(Stored data)
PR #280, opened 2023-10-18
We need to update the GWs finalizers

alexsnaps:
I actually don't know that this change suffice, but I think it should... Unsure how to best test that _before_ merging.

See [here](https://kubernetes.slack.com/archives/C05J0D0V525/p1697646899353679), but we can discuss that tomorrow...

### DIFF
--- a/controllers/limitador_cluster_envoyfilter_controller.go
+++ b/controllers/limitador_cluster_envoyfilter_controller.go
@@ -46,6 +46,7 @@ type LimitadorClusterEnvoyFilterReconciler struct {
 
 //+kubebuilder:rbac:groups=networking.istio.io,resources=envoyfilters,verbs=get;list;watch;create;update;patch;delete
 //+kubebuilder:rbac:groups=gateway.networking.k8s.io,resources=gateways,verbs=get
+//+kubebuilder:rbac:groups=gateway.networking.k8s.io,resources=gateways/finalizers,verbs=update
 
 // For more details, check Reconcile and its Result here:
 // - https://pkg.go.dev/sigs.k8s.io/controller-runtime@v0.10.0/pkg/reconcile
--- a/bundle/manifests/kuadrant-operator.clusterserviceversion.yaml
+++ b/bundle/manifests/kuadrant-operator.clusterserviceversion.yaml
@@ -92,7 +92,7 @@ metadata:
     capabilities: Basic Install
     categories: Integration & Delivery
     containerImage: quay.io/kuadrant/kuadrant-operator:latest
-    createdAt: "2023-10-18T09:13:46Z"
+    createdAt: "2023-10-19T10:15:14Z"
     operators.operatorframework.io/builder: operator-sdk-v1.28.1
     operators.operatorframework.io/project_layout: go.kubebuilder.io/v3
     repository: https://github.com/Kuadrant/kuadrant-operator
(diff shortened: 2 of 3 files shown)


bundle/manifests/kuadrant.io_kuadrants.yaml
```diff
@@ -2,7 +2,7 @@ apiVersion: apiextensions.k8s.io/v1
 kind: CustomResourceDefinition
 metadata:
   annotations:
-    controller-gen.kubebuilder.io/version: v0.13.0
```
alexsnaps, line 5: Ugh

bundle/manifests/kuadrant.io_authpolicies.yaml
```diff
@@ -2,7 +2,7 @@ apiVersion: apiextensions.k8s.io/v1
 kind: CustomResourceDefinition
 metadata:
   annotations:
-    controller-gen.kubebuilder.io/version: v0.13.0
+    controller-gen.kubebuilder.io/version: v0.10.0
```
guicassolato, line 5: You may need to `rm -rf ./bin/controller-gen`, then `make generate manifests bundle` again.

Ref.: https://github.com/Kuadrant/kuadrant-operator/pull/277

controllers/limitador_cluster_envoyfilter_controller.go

[WHAT TO WORK ON]: Starting from the line that contains "guicassolato, line 5: You", give again every line to the last line of the data, exactly. Include nothing else.

[OUTPUT BELOW]:
guicassolato, line 5: You may need to `rm -rf ./bin/controller-gen`, then `make generate manifests bundle` again.

Ref.: https://github.com/Kuadrant/kuadrant-operator/pull/277

controllers/limitador_cluster_envoyfilter_controller.go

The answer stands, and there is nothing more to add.